=== Begin Enclosure ===
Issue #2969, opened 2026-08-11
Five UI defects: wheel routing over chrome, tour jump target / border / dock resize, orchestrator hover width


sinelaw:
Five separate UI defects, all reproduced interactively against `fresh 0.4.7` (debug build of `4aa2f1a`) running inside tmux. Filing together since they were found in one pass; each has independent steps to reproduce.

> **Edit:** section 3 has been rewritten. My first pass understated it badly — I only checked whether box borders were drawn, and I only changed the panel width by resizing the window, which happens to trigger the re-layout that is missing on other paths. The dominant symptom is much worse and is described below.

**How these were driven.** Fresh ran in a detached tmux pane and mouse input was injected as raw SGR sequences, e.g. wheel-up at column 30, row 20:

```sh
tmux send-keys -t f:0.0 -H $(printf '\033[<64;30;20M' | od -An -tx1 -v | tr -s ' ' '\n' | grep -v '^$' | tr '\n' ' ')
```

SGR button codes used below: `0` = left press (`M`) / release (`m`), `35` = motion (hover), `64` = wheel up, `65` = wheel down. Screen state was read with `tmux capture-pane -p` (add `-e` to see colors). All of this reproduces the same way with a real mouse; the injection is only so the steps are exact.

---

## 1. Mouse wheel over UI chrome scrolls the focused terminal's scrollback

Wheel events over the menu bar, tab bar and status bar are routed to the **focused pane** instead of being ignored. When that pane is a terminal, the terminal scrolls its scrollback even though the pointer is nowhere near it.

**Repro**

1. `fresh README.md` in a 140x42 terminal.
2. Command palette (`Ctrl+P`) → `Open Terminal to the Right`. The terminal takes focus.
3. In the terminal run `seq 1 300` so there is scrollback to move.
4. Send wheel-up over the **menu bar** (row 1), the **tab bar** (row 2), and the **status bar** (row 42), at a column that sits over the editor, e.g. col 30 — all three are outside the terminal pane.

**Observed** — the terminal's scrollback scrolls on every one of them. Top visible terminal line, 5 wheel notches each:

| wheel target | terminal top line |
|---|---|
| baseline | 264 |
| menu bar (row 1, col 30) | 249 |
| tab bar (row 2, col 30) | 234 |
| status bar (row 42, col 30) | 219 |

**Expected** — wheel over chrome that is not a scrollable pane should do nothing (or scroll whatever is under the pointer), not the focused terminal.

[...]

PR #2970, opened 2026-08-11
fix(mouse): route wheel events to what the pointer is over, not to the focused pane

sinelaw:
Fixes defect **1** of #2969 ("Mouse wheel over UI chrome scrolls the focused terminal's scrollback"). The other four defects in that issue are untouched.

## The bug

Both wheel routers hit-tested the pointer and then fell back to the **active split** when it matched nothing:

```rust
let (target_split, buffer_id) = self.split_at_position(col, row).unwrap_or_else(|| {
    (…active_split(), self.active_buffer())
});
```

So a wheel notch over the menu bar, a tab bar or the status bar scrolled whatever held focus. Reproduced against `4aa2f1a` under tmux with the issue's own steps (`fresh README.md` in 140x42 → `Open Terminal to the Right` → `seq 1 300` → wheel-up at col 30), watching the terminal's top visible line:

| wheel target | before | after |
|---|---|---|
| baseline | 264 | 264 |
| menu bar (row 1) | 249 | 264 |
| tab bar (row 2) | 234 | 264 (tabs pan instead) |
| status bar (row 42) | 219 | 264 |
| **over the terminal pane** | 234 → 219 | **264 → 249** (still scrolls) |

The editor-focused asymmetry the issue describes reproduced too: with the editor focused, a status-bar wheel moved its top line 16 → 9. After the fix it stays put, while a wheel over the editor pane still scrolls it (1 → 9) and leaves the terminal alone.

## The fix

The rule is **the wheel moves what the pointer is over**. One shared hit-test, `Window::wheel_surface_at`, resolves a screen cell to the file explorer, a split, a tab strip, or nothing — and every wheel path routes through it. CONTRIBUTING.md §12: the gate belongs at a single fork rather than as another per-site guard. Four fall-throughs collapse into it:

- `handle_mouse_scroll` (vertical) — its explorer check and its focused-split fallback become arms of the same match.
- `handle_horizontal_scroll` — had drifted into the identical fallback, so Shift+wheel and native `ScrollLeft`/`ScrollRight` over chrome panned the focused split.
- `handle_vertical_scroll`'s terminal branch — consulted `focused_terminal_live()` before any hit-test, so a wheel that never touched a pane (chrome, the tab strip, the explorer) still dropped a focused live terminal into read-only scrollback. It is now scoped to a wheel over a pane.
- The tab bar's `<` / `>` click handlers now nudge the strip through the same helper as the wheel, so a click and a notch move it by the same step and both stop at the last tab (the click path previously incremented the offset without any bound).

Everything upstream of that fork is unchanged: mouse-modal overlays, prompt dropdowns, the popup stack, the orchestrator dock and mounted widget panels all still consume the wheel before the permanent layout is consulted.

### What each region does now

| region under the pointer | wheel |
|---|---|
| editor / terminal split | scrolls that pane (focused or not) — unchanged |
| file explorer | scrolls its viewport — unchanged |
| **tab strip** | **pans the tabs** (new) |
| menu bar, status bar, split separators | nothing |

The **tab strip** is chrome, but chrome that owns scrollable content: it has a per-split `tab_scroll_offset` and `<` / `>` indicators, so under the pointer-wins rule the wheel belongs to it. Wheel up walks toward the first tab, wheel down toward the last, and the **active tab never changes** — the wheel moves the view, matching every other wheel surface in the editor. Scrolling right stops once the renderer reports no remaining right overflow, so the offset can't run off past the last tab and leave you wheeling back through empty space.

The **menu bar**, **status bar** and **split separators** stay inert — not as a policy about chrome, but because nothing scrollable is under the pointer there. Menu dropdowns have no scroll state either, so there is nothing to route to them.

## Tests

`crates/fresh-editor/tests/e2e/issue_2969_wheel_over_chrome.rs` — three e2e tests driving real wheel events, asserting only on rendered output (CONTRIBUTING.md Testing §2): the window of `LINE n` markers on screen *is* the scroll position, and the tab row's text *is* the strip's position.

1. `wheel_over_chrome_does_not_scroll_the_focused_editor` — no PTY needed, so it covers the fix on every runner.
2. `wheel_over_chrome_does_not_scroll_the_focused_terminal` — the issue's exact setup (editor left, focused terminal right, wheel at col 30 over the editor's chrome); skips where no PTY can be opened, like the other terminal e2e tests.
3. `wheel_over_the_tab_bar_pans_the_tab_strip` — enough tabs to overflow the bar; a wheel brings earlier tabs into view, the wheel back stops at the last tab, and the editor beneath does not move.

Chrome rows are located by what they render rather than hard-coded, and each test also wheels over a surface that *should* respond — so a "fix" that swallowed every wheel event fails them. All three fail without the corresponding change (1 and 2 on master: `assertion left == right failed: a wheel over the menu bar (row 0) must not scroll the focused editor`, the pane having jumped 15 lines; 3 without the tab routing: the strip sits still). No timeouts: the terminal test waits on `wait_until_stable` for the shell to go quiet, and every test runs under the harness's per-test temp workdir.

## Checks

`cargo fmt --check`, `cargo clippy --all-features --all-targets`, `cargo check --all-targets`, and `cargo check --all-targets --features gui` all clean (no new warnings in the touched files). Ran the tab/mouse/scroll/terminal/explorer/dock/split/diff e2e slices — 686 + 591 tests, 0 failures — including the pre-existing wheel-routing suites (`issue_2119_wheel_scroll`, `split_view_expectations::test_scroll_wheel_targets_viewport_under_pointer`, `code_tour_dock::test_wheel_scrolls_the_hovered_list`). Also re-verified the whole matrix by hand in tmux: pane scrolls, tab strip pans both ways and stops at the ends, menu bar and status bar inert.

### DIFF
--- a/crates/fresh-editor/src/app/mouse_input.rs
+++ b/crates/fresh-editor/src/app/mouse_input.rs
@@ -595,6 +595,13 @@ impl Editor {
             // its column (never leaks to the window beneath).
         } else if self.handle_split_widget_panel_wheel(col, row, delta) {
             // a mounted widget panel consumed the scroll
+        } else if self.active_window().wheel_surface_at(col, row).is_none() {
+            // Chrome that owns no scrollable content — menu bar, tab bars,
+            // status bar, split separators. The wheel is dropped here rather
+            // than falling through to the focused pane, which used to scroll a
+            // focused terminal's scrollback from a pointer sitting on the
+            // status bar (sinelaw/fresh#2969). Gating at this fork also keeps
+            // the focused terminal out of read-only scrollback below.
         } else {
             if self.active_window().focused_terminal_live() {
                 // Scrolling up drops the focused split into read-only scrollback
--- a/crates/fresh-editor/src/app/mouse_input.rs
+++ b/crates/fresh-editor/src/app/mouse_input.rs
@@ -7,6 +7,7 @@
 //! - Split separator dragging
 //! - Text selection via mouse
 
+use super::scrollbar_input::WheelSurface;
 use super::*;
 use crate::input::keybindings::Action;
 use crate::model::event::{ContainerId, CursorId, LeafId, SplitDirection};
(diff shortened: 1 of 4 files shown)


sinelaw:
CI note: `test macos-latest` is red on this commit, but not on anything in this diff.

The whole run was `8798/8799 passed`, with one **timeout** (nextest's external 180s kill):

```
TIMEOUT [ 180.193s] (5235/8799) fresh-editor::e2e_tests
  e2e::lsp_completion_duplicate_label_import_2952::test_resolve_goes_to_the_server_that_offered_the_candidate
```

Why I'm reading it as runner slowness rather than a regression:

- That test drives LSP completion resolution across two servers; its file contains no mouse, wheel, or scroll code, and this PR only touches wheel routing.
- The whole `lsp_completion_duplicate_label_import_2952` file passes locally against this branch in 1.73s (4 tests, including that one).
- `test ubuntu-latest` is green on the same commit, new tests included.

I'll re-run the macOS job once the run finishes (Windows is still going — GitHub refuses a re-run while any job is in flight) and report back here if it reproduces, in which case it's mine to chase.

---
=== End Enclosure ===
Look for the word "runner" in every line of the records. State how many lines contain it, and write only the number.

2